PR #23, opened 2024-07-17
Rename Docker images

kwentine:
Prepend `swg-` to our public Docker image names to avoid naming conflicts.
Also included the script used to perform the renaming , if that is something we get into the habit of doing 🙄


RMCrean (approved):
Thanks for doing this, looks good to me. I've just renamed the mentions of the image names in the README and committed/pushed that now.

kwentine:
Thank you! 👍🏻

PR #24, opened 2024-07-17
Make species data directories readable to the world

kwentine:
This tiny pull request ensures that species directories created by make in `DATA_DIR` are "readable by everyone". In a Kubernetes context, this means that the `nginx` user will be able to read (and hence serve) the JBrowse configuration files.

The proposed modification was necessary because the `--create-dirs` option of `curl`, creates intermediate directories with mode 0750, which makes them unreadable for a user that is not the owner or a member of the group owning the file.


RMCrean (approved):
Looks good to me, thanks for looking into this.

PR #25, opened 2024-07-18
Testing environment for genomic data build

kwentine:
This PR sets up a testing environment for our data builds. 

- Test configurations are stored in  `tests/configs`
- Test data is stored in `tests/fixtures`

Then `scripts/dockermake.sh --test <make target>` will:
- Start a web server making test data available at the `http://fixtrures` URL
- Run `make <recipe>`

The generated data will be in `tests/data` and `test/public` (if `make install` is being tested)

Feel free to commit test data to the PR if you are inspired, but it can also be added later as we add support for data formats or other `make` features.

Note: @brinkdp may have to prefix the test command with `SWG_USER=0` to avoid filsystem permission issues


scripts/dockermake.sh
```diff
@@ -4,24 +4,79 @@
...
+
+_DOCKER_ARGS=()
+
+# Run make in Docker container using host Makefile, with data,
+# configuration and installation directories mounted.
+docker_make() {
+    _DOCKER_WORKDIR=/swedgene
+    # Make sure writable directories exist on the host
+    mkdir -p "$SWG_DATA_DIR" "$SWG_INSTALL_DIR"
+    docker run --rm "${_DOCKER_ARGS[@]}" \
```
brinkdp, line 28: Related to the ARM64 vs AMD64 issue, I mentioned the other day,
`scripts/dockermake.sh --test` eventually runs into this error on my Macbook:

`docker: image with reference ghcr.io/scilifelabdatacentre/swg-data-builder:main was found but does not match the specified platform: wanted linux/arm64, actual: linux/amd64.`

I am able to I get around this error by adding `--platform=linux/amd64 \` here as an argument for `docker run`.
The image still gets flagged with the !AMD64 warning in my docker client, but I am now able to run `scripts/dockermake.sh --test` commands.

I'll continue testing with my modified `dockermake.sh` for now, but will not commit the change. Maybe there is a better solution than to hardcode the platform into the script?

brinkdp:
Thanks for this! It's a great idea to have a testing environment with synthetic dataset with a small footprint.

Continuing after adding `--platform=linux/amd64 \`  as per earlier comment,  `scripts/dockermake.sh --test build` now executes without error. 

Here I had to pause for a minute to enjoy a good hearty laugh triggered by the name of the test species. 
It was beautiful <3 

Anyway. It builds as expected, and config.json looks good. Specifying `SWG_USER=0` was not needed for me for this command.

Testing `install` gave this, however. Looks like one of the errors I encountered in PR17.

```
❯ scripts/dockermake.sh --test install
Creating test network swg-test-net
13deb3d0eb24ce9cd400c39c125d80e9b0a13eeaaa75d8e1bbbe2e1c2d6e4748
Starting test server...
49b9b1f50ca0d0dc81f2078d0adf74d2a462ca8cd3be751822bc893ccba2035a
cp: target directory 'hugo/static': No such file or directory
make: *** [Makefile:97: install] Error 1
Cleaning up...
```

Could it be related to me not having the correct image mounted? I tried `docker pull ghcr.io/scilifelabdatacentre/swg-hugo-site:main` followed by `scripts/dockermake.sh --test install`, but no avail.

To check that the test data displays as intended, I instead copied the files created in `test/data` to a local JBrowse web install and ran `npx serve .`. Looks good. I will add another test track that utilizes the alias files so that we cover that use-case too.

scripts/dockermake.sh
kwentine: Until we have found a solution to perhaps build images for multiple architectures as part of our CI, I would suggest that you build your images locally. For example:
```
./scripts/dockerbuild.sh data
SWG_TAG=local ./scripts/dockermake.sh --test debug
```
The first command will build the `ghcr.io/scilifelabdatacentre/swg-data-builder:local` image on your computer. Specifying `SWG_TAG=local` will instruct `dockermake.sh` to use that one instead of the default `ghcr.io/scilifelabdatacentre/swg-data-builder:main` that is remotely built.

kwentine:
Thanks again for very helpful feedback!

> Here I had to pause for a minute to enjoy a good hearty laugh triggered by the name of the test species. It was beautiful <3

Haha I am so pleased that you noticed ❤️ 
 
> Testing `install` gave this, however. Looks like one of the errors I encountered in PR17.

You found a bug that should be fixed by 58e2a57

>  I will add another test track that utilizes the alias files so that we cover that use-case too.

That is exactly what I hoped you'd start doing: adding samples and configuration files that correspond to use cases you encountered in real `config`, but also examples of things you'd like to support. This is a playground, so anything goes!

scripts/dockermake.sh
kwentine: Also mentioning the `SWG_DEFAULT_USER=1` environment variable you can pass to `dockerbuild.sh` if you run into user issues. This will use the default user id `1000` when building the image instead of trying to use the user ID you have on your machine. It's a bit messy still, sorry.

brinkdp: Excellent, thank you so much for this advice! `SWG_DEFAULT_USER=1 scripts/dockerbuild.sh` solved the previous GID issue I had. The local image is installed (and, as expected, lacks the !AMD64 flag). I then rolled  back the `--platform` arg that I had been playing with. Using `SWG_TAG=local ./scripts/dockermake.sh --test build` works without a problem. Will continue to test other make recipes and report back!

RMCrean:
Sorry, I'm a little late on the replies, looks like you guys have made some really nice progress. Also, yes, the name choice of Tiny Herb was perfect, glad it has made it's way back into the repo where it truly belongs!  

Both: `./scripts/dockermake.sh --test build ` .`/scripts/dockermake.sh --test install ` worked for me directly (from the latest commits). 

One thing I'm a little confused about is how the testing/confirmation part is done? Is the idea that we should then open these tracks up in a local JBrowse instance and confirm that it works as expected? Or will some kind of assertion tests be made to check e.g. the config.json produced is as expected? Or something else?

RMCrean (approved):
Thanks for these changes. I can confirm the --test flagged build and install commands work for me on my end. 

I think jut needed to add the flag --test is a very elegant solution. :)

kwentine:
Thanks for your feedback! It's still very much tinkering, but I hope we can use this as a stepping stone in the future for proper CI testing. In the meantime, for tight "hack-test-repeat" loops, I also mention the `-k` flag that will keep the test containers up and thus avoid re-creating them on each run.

--

→ **Task prompt**
Give back exactly the lines from the first line of the records through the line holding "This PR sets", including both of those lines and leaving out all others.

→ **Written answer**
PR #23, opened 2024-07-17
Rename Docker images

kwentine:
Prepend `swg-` to our public Docker image names to avoid naming conflicts.
Also included the script used to perform the renaming , if that is something we get into the habit of doing 🙄


RMCrean (approved):
Thanks for doing this, looks good to me. I've just renamed the mentions of the image names in the README and committed/pushed that now.

kwentine:
Thank you! 👍🏻

PR #24, opened 2024-07-17
Make species data directories readable to the world

kwentine:
This tiny pull request ensures that species directories created by make in `DATA_DIR` are "readable by everyone". In a Kubernetes context, this means that the `nginx` user will be able to read (and hence serve) the JBrowse configuration files.

The proposed modification was necessary because the `--create-dirs` option of `curl`, creates intermediate directories with mode 0750, which makes them unreadable for a user that is not the owner or a member of the group owning the file.


RMCrean (approved):
Looks good to me, thanks for looking into this.

PR #25, opened 2024-07-18
Testing environment for genomic data build

kwentine:
This PR sets up a testing environment for our data builds. 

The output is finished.